--- START ---

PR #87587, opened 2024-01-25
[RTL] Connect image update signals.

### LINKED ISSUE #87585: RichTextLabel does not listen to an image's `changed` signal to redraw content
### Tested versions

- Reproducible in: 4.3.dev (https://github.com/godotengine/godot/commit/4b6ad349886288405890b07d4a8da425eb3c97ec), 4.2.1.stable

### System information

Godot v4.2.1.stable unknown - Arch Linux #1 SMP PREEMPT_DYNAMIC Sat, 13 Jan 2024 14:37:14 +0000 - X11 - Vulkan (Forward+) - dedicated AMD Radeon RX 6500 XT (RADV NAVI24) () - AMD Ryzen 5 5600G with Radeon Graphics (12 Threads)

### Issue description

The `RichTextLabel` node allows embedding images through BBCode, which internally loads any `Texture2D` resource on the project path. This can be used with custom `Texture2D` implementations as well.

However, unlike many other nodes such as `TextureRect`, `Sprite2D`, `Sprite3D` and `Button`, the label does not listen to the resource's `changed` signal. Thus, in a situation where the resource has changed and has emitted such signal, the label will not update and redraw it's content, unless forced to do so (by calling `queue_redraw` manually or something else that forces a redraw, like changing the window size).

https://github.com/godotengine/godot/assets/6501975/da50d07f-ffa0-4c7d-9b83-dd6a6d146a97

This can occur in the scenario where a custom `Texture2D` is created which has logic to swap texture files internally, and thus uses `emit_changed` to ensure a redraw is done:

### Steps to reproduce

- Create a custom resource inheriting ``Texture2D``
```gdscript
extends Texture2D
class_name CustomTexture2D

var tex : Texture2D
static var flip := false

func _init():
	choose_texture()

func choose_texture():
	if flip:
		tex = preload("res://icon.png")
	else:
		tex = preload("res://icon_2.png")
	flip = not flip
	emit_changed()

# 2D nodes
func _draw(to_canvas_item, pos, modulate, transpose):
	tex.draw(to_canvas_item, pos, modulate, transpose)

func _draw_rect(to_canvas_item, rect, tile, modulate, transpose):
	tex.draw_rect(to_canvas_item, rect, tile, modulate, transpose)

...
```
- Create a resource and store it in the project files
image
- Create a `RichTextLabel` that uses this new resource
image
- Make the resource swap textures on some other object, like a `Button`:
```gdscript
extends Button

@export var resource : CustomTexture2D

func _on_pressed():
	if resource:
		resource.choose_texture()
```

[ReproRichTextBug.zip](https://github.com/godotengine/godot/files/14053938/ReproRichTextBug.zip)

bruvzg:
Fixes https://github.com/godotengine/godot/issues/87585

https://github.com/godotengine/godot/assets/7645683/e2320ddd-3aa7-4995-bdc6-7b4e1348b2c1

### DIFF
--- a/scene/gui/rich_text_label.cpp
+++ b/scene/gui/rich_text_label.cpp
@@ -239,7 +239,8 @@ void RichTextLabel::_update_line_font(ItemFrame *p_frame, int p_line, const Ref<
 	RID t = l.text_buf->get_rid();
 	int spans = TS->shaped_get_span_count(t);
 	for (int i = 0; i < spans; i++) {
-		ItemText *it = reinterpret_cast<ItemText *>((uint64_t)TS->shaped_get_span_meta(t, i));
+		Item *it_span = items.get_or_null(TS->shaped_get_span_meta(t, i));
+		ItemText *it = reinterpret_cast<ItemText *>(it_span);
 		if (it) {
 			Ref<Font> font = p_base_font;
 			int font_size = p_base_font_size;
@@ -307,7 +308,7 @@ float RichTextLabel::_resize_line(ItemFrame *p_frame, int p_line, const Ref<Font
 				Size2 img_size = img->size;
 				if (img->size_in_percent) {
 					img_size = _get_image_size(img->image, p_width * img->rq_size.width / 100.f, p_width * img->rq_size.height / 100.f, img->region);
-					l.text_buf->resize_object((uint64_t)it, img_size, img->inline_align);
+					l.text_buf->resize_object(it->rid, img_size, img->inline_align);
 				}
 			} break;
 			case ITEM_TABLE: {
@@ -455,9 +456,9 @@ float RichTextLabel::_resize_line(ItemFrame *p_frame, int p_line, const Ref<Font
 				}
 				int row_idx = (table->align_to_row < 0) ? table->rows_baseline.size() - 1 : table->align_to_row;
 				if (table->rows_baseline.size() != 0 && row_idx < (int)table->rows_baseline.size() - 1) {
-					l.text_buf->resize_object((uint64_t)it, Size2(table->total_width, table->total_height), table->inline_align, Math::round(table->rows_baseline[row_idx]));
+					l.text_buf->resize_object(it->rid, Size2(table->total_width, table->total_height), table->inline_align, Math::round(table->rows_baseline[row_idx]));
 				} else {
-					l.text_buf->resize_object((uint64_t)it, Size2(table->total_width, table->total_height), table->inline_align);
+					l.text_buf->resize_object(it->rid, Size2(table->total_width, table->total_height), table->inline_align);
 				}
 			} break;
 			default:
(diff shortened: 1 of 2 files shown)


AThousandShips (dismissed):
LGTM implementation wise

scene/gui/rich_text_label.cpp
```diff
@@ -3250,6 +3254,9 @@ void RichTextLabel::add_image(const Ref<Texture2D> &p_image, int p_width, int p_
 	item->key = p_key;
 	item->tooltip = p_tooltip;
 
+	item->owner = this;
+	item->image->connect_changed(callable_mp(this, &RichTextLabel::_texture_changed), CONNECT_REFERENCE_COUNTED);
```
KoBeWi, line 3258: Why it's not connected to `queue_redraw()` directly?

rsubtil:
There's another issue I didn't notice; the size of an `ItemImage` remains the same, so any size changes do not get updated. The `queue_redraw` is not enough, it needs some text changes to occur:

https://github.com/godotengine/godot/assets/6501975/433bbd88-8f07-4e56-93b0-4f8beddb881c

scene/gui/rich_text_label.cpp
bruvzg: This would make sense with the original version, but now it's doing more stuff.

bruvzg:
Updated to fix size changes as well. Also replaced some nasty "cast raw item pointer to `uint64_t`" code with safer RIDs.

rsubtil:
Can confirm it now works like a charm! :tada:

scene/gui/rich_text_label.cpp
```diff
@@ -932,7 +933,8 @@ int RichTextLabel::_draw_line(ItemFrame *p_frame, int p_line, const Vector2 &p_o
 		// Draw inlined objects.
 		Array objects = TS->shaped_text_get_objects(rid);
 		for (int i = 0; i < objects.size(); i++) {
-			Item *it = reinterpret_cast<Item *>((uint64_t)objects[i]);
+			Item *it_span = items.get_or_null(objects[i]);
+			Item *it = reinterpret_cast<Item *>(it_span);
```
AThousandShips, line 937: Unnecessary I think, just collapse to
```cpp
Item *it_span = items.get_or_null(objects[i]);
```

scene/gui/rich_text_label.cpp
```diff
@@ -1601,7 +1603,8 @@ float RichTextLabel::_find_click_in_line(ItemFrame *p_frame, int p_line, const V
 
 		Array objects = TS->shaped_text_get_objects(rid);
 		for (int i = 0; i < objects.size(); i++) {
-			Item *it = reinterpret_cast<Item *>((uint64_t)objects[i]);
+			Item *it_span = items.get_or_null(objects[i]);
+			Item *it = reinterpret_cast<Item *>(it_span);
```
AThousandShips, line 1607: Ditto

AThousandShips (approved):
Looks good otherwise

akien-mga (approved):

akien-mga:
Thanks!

--- END ---

Exercise details> For the string "AThousandShips", filter the data and copy out each line where it occurs.

Reply>
AThousandShips (dismissed):
AThousandShips, line 937: Unnecessary I think, just collapse to
AThousandShips, line 1607: Ditto
AThousandShips (approved):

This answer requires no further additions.